Real-Time Reconfiguration-Based All-Cell Flexibility and Capacity Maximum Utilization of Second- Life Batteries
Zhongbao Wei, Haoyong Cui, Xinghua Liu, Yang Li, Rui Wang
Abstract
The capacity underutilization caused by cell inconsistency hinders the efficient utilization of lithium-ion battery packs. This is particularly critical for the second-life battery utilization where high cell inconsistency exists. To address this issue, this paper proposes a multi-scale reconfiguration control method enabled by an efficient reconfigurable battery topology, aiming to maximize the pack’s capacity utilization. In this regard, a novel 4-switch reconfigurable battery topology is proposed, offering the advantages of all-cell flexibility and reasonable complexity.
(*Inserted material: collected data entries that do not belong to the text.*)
PR #228, opened 2021-12-29
Fix VoteBar visibility

peolic:
* Edit status != `pending` = Nothing
* Am the user who submitted the edit (with **OR** without VOTE role) = Current Vote only
* All other users **without** `VOTE` role = Nothing
* All other users **with** `VOTE` role = Full Vote Bar

In that order


peolic:
To simplify this further,
since all users can see the Vote Tally (yes count and no count, without the names of voters),
there isn't much of a reason to hide "current vote" from non-voting users...

peolic:
Change looks good.

PR #238, opened 2022-01-08
Assorted UI changes

peolic:
- Replace `React` imports with `FC` (and one `createContext`). Doesn't seem to affect the bundle size.
- Fix a join table name on an unused `performerQueryBuilder` function.
- Replace hardcoded routes with variables from `src/constants/route`.
- Add an `EditCard` class to edit cards.
- CI: Fail builds if `make generate` needs to be run and committed.
- Replace legacy markdown plugin [`remark-external-links`](https://github.com/remarkjs/remark-external-links) with `rehype-external-links`.


peolic:
I noticed the various edit headers (`EditHeader.tsx`, `DestroyEdit.tsx`, and `MergeEdit.tsx`) all have different styles.
For example:
	- `EditHeader.tsx` does not add a performer's disambiguation like `MergeEdit.tsx` does.
	- Each component uses a different set of elements to display similar content (`h6` vs `Row` for example)

I wonder if they could be consolidated in a way that still makes sense, unless there's a reason to keep them separate.

peolic:
At first glance it looks like some needed spacing was "lost" on merge edits between the rows of sources and target.

Looks like `h6` is setting `line-height`.

**Before** | **After**
-- | --
b | a

----

Destroy header's background was also stretched out to the entire width.

frontend/src/components/editCard/EditHeader.tsx
```diff
@@ -45,36 +45,40 @@ const EditHeader: FC<EditHeaderProps> = ({ edit }) => {
       case OperationEnum.MODIFY:
         return (
           <>
-            <Col xs={2} className="text-end">
-              Modifying {edit.target_type.toLowerCase()}:
+            <Col xs={2} className="fw-bold text-end">
+              Modifying {edit.target_type.toLowerCase()}
             </Col>
-            <Col>{renderTargetLink(edit.target)}</Col>
+            <Col className="pl-1">{renderTargetLink(edit.target)}</Col>
```
peolic: `pl-1` is bootstrap 4, but it **doesn't look like** `ps-1` is needed here if your intention is to line it up with the fields below it.
```suggestion
            <Col>{renderTargetLink(edit.target)}</Col>
```

ghost: Thanks, I was trying to line things up, but I (tried to) abandoned it.

PR #240, opened 2022-01-12
Add scene/performer draft submissions

ghost:
Drafts allow users to submit scenes/performers directly to a stash-box instance. Unlike regular scene creation this supports fingerprint submission in create edits. Images are also uploaded and attached, so scene submission should be relatively quick. If a draft isn't converted into an edit within a defined time-limit, it is automatically deleted.

Performer submission is a bit messy due to tricky field parsing, and ultimately maybe not very useful, but it does mostly work so meh.

TODO:
- [x] Remove images along with the draft if it's not used for anything else.
- [x] Add delete button to draft list.
- [x] Improve draft and fingerprint changelog rendering.

### DIFF
--- a/frontend/package.json
+++ b/frontend/package.json
@@ -83,7 +83,6 @@
     "rehype-external-links": "^1.0.1",
     "remark-breaks": "^3.0.1",
     "remark-gfm": "^3.0.1",
-    "remark-rehype": "10.0.0",
     "yup": "0.32.11"
   },
   "browserslist": {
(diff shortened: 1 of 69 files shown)


frontend/package.json
```diff
@@ -82,6 +82,7 @@
     "remark-breaks": "^3.0.1",
     "remark-external-links": "^9.0.1",
     "remark-gfm": "^3.0.1",
+    "remark-rehype": "10.0.0",
```
peolic: unrelated 😄

ghost: Whoops, removed, thanks!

Building upon this, an all-cell equalization method is proposed, combining intra-module current sharing and three forms of inter-module energy distribution to achieve maximum pack capacity utilization. Moreover, real-time reconfiguration ensures effective charge transmission when the pack voltage deviates from the expected threshold. A lab-scale prototype of the reconfigurable battery pack is tested, and experimental results confirm that the proposed design and reconfiguration control can improve pack capacity utilization and efficiency by 10.96% and 14.34%, respectively, without any redundant design. This method provides a feasible solution for grouping and system management of second-life battery systems consisting of highly inconsistent cells.